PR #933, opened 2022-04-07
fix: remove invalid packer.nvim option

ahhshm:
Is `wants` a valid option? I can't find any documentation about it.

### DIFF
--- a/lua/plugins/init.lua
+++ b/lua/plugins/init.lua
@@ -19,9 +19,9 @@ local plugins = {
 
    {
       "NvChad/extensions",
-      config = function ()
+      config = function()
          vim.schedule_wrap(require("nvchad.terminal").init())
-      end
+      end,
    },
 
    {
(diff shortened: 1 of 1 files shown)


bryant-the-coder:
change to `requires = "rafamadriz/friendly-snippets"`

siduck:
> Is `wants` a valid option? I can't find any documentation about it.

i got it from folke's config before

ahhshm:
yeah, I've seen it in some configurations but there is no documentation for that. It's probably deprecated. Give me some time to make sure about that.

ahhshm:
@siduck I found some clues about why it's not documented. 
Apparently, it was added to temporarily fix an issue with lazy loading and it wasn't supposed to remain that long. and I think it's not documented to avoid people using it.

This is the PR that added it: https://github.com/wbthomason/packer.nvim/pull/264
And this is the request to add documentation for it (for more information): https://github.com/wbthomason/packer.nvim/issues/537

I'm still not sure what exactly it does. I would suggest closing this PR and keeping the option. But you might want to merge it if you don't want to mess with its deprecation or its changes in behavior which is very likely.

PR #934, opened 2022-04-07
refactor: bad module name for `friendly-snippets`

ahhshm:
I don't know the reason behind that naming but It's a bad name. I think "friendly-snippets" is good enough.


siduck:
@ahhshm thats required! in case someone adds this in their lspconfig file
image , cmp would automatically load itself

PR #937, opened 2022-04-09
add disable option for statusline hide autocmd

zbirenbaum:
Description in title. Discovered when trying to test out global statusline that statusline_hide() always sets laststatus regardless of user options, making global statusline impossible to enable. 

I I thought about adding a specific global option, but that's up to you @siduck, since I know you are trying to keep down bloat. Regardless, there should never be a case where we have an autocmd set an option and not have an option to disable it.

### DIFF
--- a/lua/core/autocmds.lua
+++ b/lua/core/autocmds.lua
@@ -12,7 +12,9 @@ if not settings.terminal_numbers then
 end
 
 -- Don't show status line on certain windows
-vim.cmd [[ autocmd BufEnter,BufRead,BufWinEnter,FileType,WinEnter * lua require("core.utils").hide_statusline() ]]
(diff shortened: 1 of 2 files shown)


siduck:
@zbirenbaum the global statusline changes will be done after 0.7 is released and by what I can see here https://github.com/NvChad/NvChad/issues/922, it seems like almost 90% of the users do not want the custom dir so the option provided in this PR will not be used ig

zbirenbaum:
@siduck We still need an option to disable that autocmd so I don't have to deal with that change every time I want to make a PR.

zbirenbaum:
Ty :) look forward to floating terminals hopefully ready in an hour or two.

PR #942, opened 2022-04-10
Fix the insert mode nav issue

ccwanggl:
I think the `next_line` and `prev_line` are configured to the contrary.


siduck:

____________

AIM OF THE EXERCISE ▸
Retype each entry without altering a single word.

EXERCISE OUTPUT ▸
PR #933, opened 2022-04-07
fix: remove invalid packer.nvim option

ahhshm:
Is `wants` a valid option? I can't find any documentation about it.

### DIFF
--- a/lua/plugins/init.lua
+++ b/lua/plugins/init.lua
@@ -19,9 +19,9 @@ local plugins = {
 
    {
       "NvChad/extensions",
-      config = function ()
+      config = function()
          vim.schedule_wrap(require("nvchad.terminal").init())
-      end
+      end,
    },
 
    {
(diff shortened: 1 of 1 files shown)


bryant-the-coder:
change to `requires = "rafamadriz/friendly-snippets"`

siduck:
> Is `wants` a valid option? I can't find any documentation about it.

i got it from folke's config before

ahhshm:
yeah, I've seen it in some configurations but there is no documentation for that. It's probably deprecated. Give me some time to make sure about that.

ahhshm:
@siduck I found some clues about why it's not documented. 
Apparently, it was added to temporarily fix an issue with lazy loading and it wasn't supposed to remain that long. and I think it's not documented to avoid people using it.

This is the PR that added it: https://github.com/wbthomason/packer.nvim/pull/264
And this is the request to add documentation for it (for more information): https://github.com/wbthomason/packer.nvim/issues/537

I'm still not sure what exactly it does. I would suggest closing this PR and keeping the option. But you might want to merge it if you don't want to mess with its deprecation or its changes in behavior which is very likely.

PR #934, opened 2022-04-07
refactor: bad module name for `friendly-snippets`

ahhshm:
I don't know the reason behind that naming but It's a bad name. I think "friendly-snippets" is good enough.


siduck:
@ahhshm thats required! in case someone adds this in their lspconfig file
image , cmp would automatically load itself

PR #937, opened 2022-04-09
add disable option for statusline hide autocmd

zbirenbaum:
Description in title. Discovered when trying to test out global statusline that statusline_hide() always sets laststatus regardless of user options, making global statusline impossible to enable. 

I I thought about adding a specific global option, but that's up to you @siduck, since I know you are trying to keep down bloat. Regardless, there should never be a case where we have an autocmd set an option and not have an option to disable it.

### DIFF
--- a/lua/core/autocmds.lua
+++ b/lua/core/autocmds.lua
@@ -12,7 +12,9 @@ if not settings.terminal_numbers then
 end
 
 -- Don't show status line on certain windows
-vim.cmd [[ autocmd BufEnter,BufRead,BufWinEnter,FileType,WinEnter * lua require("core.utils").hide_statusline() ]]
(diff shortened: 1 of 2 files shown)


siduck:
@zbirenbaum the global statusline changes will be done after 0.7 is released and by what I can see here https://github.com/NvChad/NvChad/issues/922, it seems like almost 90% of the users do not want the custom dir so the option provided in this PR will not be used ig

zbirenbaum:
@siduck We still need an option to disable that autocmd so I don't have to deal with that change every time I want to make a PR.

zbirenbaum:
Ty :) look forward to floating terminals hopefully ready in an hour or two.

PR #942, opened 2022-04-10
Fix the insert mode nav issue

ccwanggl:
I think the `next_line` and `prev_line` are configured to the contrary.


siduck:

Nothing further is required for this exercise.